Across all entries below, how many lines include "opened"? Answer with the number alone.

________

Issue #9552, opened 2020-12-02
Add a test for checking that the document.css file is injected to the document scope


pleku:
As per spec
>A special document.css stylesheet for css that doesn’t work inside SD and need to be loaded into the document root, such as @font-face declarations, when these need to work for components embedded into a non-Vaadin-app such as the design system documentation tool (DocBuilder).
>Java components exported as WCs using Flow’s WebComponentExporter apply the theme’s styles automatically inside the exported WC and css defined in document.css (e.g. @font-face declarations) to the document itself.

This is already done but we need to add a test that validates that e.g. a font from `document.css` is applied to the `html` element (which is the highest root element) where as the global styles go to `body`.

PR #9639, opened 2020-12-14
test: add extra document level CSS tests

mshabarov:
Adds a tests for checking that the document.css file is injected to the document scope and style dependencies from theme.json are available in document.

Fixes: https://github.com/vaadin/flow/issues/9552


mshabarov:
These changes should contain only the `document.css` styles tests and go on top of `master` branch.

________

▶ [SOLUTION FOR THIS PROBLEM] 2